Abstract

Summary Consideration of azimuthal anisotropy, at least to an orthorhombic symmetry is important in exploring the naturally fractured and unconventional hydrocarbon reservoirs. Full waveform inversion of multicomponent seismic data can, in principle, provide more robust estimates of subsurface elastic parameters and density than inversion of single component seismic data; also azimuthally dependent anisotropy can only be resolved by carefully studying of multicomponent data acquired and processed along different azimuths. Multicomponent seismic inversions however, require the optimization of multiple objectives, one for each data component. Such multiobjective optimization problems are in general nonlinear with nonunique solutions, known as the Paretooptimal solutions. Therefore it is appropriate to treat the objectives as a vector and simultaneously optimize each of its components so that the entire Pareto-optimal set of solutions could be estimated. The fast nondominated sorting genetic algorithm (NSGA II) is a robust stochastic global optimization algorithm, capable of handling such multiobjective problems, however, its computational intensity increases exponentially with increasing number of objectives and the model parameters to be estimated.
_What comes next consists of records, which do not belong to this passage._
PR #1065, opened 2022-07-08
Fix CoinMachine token accounting bug

kronosapiens:
Porting the fix for https://github.com/JoinColony/coinMachine/issues/81 into this repo

### DIFF
--- a/test/extensions/coin-machine.js
+++ b/test/extensions/coin-machine.js
@@ -615,6 +615,34 @@ contract("Coin Machine", (accounts) => {
       expect(currentPrice).to.eq.BN(expectedPrice);
     });
 
+    it("can correctly account for sold tokens between periods when adding a balance", async () => {
+      await colony.uninstallExtension(COIN_MACHINE, { from: USER0 });
+      await colony.installExtension(COIN_MACHINE, version, { from: USER0 });
+      const coinMachineAddress = await colonyNetwork.getExtensionInstallation(COIN_MACHINE, colony.address);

In addition, an accurate extraction of subsurface azimuthal anisotropy requires multicomponent seismic data acquired at a fine spatial resolution along many source-to-receiver azimuthal orientations. Because routine acquisition of such data is prohibitively expensive, they are typically available along two or at most three azimuthal orientations at a spatial resolution where such an inversion could be applied. Here, we propose a novel two-step multi-objective inversion methodology using a parallelized version of NSGA II for waveform inversion of three components (P-P, P-SV, P-SH) seismic data along two different azimuths. In the first step, we use the near-offset prestack data along a single azimuth and invert them using an isotropic assumption to obtain an estimate of the vertical P- and Swave velocities. In step 2, we then estimate the azimuthally dependent anisotropic properties and density by inverting the entire long-offset, two-azimuth data. We demonstrate the applicability of the method using synthetic data generated from a multilayer model based on a real well log. We document that the proposed method can reliably extract subsurface elastic parameters and density from multicomponent seismic data.